*** Block opens ***

PR #223, opened 2019-06-05
Add config option for context menu commands

### LINKED ISSUE #216: Remove from right-click menu

I don't need quick access to coverage gutter commands. It doesn't need to be in the right click menu; it takes up too much space. The command palette and the status bar are sufficient.

Option to remove context menu entries.

Alternative: Remove context menu entries without option. I assume that some people like it.

**Additional context**

N/A

wenbei999:
There used to be options for this, not sure why it doesn't work anymore. This is the new implementation. 

It used to be several different config flags, but I combined it into one. I figured people would either want all of it or none. It also reduces clutter from too many options. However I noticed you had very fine-grain control for the existing options. Opinions?

Side note, it kind of bothers me that 2 of the config descriptions are Capitalized while the rest are not :(

See links below for details.
https://code.visualstudio.com/api/references/contribution-points#contributes.menus
https://code.visualstudio.com/docs/getstarted/keybindings#_when-clause-contexts

Fixes #216.

### DIFF
--- a/package.json
+++ b/package.json
@@ -142,6 +142,11 @@
           "type": "boolean",
           "default": true,
           "description": "enable or disable the status bar item"
+        },
+        "coverage-gutters.customizable.context-menu": {
+          "type": "boolean",
+          "default": true,
+          "description": "enable or disable quick commands in the context menu"
         }
       }
     },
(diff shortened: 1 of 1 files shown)


ryanluker:
@wenbei999 Thanks a bunch for this PR! I am not sure when this feature was lost but good to have it back. I also dont enjoy the mismatch capitalisation and seeming they are just description docs I can fix those up in my other PR (thanks for letting me know about them!).

I also checked it out locally and it works well :shipit:.

ryanluker:
@wenbei999 you can find the description changes here https://github.com/ryanluker/vscode-coverage-gutters/pull/222/commits/410ce5a8e12fc84c4c7163decb5b456d298d802d#diff-b9cfc7f2cdf78a7f4b91a753d10865a2R130 thanks again for the PR!

PR #246, opened 2019-11-23
Read multiple tests for the same file in one coverage report

### LINKED ISSUE #245: When multiple sections list the same file (SF), only the last is applied
I have a lcov.info file with the results of many tests run together and this extension seems to only take the last set of results for a given file. It would be nice to display all of them, or even allow filtering on the test name!

justarandomgeek:
This fixes #245 for me.

### DIFF
--- a/@types/cobertura-parse/index.d.ts
+++ b/@types/cobertura-parse/index.d.ts
@@ -42,6 +42,7 @@ declare namespace parse {
     }
 
     interface Section {
+        title: string,
         branches?: Branches,
         file: string,
         functions: Functions,
--- a/@types/jacoco-parse/index.d.ts
+++ b/@types/jacoco-parse/index.d.ts
@@ -41,6 +41,7 @@ declare namespace parse {
     }
 
     interface Section {
+        title: string,
         branches?: Branches,
         file: string,
         functions: Functions,
--- a/@types/lcov-parse/index.d.ts
+++ b/@types/lcov-parse/index.d.ts
@@ -38,6 +38,7 @@ declare namespace parse {
     }
 
     interface Section {
+        title: string,
         branches?: Branches,
         file: string,
         functions: Functions,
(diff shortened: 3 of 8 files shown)


ryanluker:
@justarandomgeek thanks for the PR!
This is interesting, I assumed that the section returned from the different parsers (cobertura, lcov parse, clover, etc) would be unique per file and not greater then 1. Do you have an example lcov file that I can take a look at that shows this?

We should also add some integration test coverage to cover this new feature!
I can assist with a bit of the coding later next week if you dont get to fixing the linting and the additional test coverage.

justarandomgeek:
Sure, here's a file produced by my Factorio Mod coverage tool: it's separated out by test name and the Lua instance in which the script ran during that test, which i've sort of bodged together into a composite test name for lack of a better place to put the Lua instance name. The same file might sometimes run in multiple different Lua instances, and obviously different tests can go back over all the same files!

https://gist.github.com/justarandomgeek/8660e0685276994165915bb3df2ca347

Also, at least one of your own examples has this: https://github.com/ryanluker/vscode-coverage-gutters/blob/master/example/node/lcov.info has 94 sections for "SF:./node/test.js" all with blank TN

I'm afraid my js/ts skill is probably not great enough to help much though - i just barely managed to hack this patch into working at all! :)

ryanluker:
@justarandomgeek thanks for all the extra info! I should be able to take this away and finish it for yah :grin: .

**Side discussion:** It is very cool to see you use the extension for factorio mods, I have played the base game a bit and it is quite fun (seems to scratch that programming itch)!
What is the name of the mod you are making?

ryanluker:
@justarandomgeek I took your changes and moved them to a new branch here #247

justarandomgeek:
The one that brought me here specifically was my [Coverage Tester Mod](https://github.com/justarandomgeek/factorio-coverage), which i'm using to see if my tests (which will probably eventually grow into a generalized tester tool mod...) on [ConMan](https://github.com/justarandomgeek/factorio-conman) are actually complete. I've got quite a few other mods on the factorio mod portal though, and you can see a few of their names in that lcov file!

Issue #194, opened 2018-11-28
"Count" for each line invoked/executed ?


krishnakumar3044:
When I use this plug-in, I see the red/blue colors of code coverage. Is it possible to display the "number of  times" each line is invoked/executed as part of code coverage ?

Example in html format.

src/MyCode.cpp |   |   | 26.9 % | **7 / 26** | 11.5 % | 3 / 26
-- | -- | -- | -- | -- | -- | --

ryanluker:
@krishnakumar3044 Thanks for the submitting an issue. Most coverage formats do give extract information around how many times something was traversed but the most basic information that all give is simple which lines have coverage or not. The best I could standardise on (that I could see at least) was the following data structure.

https://github.com/ryanluker/vscode-coverage-gutters/blob/master/%40types/lcov-parse/index.d.ts#L4-L45

There is "hit" information that might accomplish what you want but the next step would be to flush out how this would look in the IDE (I think jet brains developer tools show this "hit" information in an on hover tooltip). Any ideas on where this information might appear?

felipecaputo:
@ryanluker maybe makes like GitLens do, with an aditional info that show side by side of the source line 

![image](https://user-images.githubusercontent.com/7751449/50520976-724edd80-0aaa-11e9-8fa9-427a08ce7ecc.png)

ryanluker:
@felipecaputo thanks for example, seems like a reasonable location for this extra info.

GitMensch:
code lens solution available with https://github.com/JacquesLucke/gcov-viewer in files using the same license - I think the code could be borrowed there

ryanluker:
> code lens solution available with https://github.com/JacquesLucke/gcov-viewer in files using the same license - I think the code could be borrowed there

Thanks for another example @GitMensch !

PR #247, opened 2019-11-27
Allow multiple sections per file path

ryanluker:
@justarandomgeek FYI
Related Issue: #245 
Related PR: #246 

## Work
- [x] Adjust section finding and rendering to operate on multiple sections
- [x] Deduplicate the coverage before creating editor decorations
- [x] Add test coverage for the scenario and or adjust the current nodejs one

### DIFF
--- a/@types/cobertura-parse/index.d.ts
+++ b/@types/cobertura-parse/index.d.ts
@@ -42,6 +42,7 @@ declare namespace parse {
     }
 
     interface Section {
+        title: string,
         branches?: Branches,
         file: string,
         functions: Functions,
--- a/@types/cobertura-parse/index.d.ts
+++ b/@types/cobertura-parse/index.d.ts
@@ -42,7 +42,7 @@ declare namespace parse {
     }
 
     interface Section {
-        title: string,
+        title?: string,
         branches?: Branches,
         file: string,
         functions: Functions,
--- a/@types/jacoco-parse/index.d.ts
+++ b/@types/jacoco-parse/index.d.ts
@@ -41,6 +41,7 @@ declare namespace parse {
     }
 
     interface Section {
+        title: string,
         branches?: Branches,
         file: string,
         functions: Functions,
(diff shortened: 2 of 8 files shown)


justarandomgeek:
I've discovered another minor issue related to this: when some tests include a DA line with 0 hits it still gets a red highlight even if another test does hit that line. In fact, it seems in general it's just stacking the highlights of all the tests currently, so i've turned the opacity down and it nicely hightlights how many tests hit a given line, but the reds ruin the effect a bit! I guess it needs to properly total up the hitcounts per line from each test instead of just stacking all of them for this to work.

ryanluker:
@justarandomgeek Ahhh interesting, with the new many sections style it must be duplicating the decorations on top of each other... Definitely a bug and I believe the logic should simply take the most "positive" result as what is showed in the editor (EG: If you have 5 coverages for a single line, 4 no coverage and 1 full coverage then the 1 full coverage should be the only one displayed).

Thoughts on this?

justarandomgeek:
Yeah, for line coverage any test hitting it should be enough to count as "full". If/when you eventually display the actual hit counts, it should be the total of all the tests that hit that line. I'm not currently generating branch coverage records (it's impractical in Lua within the restrictions of Factorio's environment), but I would think for branches you'd collect up all the branch records for a given line and combine them by the branch numbers to eventually decide on full/partial/no coverage. (I'm also generating function hit counts now, but so far only for functions that get called, and those don't seem to display anyway, which probably belongs in its own issue, if you don't already have one for that!)

ryanluker:
@justarandomgeek thanks for the extra info! All good points you made there, on the hit count not being shown... that is known future enhancement and logged here :grin: https://github.com/ryanluker/vscode-coverage-gutters/issues/194

ryanluker:
@justarandomgeek the duplicate removing can be found here https://github.com/ryanluker/vscode-coverage-gutters/pull/247/commits/d2e86a3077e96b562ab72ce859822d0daf7f9563

Thanks again for submitting the issue! I will do a release sometime within a week that will include these changes :grin: .

PR #256, opened 2020-03-16
extension was meant to be extension name.

gilescope:
At the moment the commands are under a namespace called 'extension'. That's a little confusing for anyone trying to call those commands as we'd guess vscode-coverage-gutters or coverage-gutters (I'm not entirely sure which is the most correct, but either is better than having them prefixed extension.

Figured I'd raise it as a PR rather than an issue.

### DIFF
--- a/package-lock.json
+++ b/package-lock.json
@@ -736,13 +736,24 @@
       }
     },
     "https-proxy-agent": {
-      "version": "2.2.1",
-      "resolved": "https://registry.npmjs.org/https-proxy-agent/-/https-proxy-agent-2.2.1.tgz",
-      "integrity": "sha512-HPCTS1LW51bcyMYbxUIOO4HEOlQ1/1qRaFWcyxvwaqUS9TY88aoEuHUY33kuAh1YhVVaDQhLZsnPd+XNARWZlQ==",
+      "version": "2.2.4",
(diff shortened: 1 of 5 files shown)


gilescope:
@ryanluker thoughts? are you ok with this change? I know it's technically a breaking change for anyone that depends upon calling your actions by name, but I think it's the right thing to do.

ryanluker:
@gilescope this is looking good, thank you very much for the pull request! I will give it an official review either later this week or sometime on the weekend.

I don't mind breaking changes but as you mentioned if we wanted to be exact we would have to put this into the 3.0.0 release I have planned. I don't yet know when that release would be going out as very little work has been completed on it so far :thinking-face:.

gilescope:
Sure that’s fine. I’ll fix up my extension when it changes :-) no rush.

<sub>Sent with <a href="http://githawk.com">GitHawk</a></sub>

ryanluker:
@gilescope Thanks for updating this!
Sometime over the next couple days I am hoping to make a "beta" vsix and create a github release for this and other improvements in the meantime until 3.0.0 is further along.
Once this vsix is made you can manually install it to get your changes sooner
https://code.visualstudio.com/docs/editor/extension-gallery#_install-from-a-vsix

Issue #260, opened 2020-04-23
PHP: Non-namespaced classes do not render coverage


webmaster777:
**Describe the bug**
I have a project that contains both namespaced and non-namespaced classes. I generate coverage for both. The coverage is shown in namespaced classes, but is omitted at non-namespaced classes

**To Reproduce**
Steps to reproduce the behaviour:
1. create a project with **both** a non-namespaced ("global") and a namespaced php class
2. create coverage report with phpunit
3. open file and render coverage or enable watch

**Expected behaviour**
See coverage in gutter.

**Screenshots**

**Desktop (please complete the following information):**
 - OS: macos
 - Extension Version 2.4.3

vscode:
```
Version: 1.44.2
Commit: ff915844119ce9485abfe8aa9076ec76b5300ddd
Date: 2020-04-16T17:07:18.473Z
Electron: 7.1.11
Chrome: 78.0.3904.130
Node.js: 12.8.1
V8: 7.8.279.23-electron.0
OS: Darwin x64 18.7.0
```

*** Block closes ***

■ Requirement
Looking through the entries, count the lines that hold the word "project" and state that count alone.

■ Written solution
2